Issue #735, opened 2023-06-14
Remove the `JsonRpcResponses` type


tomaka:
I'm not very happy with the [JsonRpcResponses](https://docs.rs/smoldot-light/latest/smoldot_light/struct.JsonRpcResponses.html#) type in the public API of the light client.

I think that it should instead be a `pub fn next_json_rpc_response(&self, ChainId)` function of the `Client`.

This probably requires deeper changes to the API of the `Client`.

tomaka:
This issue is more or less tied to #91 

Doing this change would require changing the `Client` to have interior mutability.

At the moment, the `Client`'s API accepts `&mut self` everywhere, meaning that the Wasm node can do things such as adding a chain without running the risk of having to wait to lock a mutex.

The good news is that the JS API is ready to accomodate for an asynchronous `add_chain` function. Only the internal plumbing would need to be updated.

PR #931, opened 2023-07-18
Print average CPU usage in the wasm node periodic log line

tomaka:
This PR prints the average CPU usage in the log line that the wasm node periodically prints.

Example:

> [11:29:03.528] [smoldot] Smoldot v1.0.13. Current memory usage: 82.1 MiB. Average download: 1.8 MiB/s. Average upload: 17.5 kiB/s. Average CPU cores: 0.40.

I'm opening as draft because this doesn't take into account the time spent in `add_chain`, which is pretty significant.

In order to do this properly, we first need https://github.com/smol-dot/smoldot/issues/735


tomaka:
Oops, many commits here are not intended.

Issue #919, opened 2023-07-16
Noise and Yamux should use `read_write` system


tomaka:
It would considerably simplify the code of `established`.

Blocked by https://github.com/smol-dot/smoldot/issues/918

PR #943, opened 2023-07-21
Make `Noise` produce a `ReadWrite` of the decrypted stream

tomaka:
-------------------------
**YOUR GOAL:**
Look at the entries above. Then set all of them down again exactly.

**SOLUTION TO THIS TASK:**
Issue #735, opened 2023-06-14
Remove the `JsonRpcResponses` type


tomaka:
I'm not very happy with the [JsonRpcResponses](https://docs.rs/smoldot-light/latest/smoldot_light/struct.JsonRpcResponses.html#) type in the public API of the light client.

I think that it should instead be a `pub fn next_json_rpc_response(&self, ChainId)` function of the `Client`.

This probably requires deeper changes to the API of the `Client`.

tomaka:
This issue is more or less tied to #91 

Doing this change would require changing the `Client` to have interior mutability.

At the moment, the `Client`'s API accepts `&mut self` everywhere, meaning that the Wasm node can do things such as adding a chain without running the risk of having to wait to lock a mutex.

The good news is that the JS API is ready to accomodate for an asynchronous `add_chain` function. Only the internal plumbing would need to be updated.

PR #931, opened 2023-07-18
Print average CPU usage in the wasm node periodic log line

tomaka:
This PR prints the average CPU usage in the log line that the wasm node periodically prints.

Example:

> [11:29:03.528] [smoldot] Smoldot v1.0.13. Current memory usage: 82.1 MiB. Average download: 1.8 MiB/s. Average upload: 17.5 kiB/s. Average CPU cores: 0.40.

I'm opening as draft because this doesn't take into account the time spent in `add_chain`, which is pretty significant.

In order to do this properly, we first need https://github.com/smol-dot/smoldot/issues/735


tomaka:
Oops, many commits here are not intended.

Issue #919, opened 2023-07-16
Noise and Yamux should use `read_write` system


tomaka:
It would considerably simplify the code of `established`.

Blocked by https://github.com/smol-dot/smoldot/issues/918

PR #943, opened 2023-07-21
Make `Noise` produce a `ReadWrite` of the decrypted stream

tomaka:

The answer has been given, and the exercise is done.